**PROBLEM REQUIREMENTS:** Lines of the material that include the string "tests" should be returned.

★ ★ ★ ★ ★

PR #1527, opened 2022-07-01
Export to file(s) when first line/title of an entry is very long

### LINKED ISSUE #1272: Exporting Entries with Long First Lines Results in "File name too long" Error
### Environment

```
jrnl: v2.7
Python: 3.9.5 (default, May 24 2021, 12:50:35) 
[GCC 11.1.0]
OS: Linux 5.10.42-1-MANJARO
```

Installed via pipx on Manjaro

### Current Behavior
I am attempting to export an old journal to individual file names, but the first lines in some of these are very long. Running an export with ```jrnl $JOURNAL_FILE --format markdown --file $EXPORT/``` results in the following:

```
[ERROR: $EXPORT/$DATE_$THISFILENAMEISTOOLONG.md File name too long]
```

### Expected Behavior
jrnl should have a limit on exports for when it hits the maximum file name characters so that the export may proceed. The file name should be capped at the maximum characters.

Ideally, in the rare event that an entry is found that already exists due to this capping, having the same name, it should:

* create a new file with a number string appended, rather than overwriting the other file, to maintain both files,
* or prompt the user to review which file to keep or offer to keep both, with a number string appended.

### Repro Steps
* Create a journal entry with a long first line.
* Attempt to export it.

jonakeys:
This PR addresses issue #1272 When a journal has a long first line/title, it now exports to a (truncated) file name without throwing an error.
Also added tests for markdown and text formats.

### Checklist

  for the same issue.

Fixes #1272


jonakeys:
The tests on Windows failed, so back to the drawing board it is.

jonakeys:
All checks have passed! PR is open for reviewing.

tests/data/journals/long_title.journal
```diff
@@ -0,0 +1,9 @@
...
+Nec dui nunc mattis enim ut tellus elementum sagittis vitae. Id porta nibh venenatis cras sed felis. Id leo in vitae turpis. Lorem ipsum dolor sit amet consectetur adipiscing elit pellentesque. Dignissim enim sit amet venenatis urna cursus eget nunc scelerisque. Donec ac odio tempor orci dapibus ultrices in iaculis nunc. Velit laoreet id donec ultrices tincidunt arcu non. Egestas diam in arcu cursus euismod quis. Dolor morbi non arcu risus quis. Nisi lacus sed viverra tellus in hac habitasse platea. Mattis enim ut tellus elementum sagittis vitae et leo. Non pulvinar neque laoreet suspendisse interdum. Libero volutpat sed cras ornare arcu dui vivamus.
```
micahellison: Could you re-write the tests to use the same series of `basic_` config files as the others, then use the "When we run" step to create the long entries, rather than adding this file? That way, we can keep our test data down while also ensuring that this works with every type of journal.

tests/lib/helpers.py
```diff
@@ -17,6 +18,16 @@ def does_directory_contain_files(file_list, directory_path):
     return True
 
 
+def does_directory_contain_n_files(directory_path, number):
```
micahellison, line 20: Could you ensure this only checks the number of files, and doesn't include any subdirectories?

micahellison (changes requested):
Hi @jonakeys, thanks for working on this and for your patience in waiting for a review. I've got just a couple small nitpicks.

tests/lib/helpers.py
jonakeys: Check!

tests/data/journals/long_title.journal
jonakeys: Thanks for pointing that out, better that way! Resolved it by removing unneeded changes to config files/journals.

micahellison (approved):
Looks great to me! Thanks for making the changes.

★ ★ ★ ★ ★

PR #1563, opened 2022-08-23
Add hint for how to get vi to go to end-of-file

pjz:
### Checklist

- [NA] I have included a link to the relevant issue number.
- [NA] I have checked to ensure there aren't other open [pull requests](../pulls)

★ ★ ★ ★ ★

**RESULT OF THE TASK:**
Also added tests for markdown and text formats.
The tests on Windows failed, so back to the drawing board it is.
tests/data/journals/long_title.journal
micahellison: Could you re-write the tests to use the same series of `basic_` config files as the others, then use the "When we run" step to create the long entries, rather than adding this file? That way, we can keep our test data down while also ensuring that this works with every type of journal.
tests/lib/helpers.py
tests/lib/helpers.py
tests/data/journals/long_title.journal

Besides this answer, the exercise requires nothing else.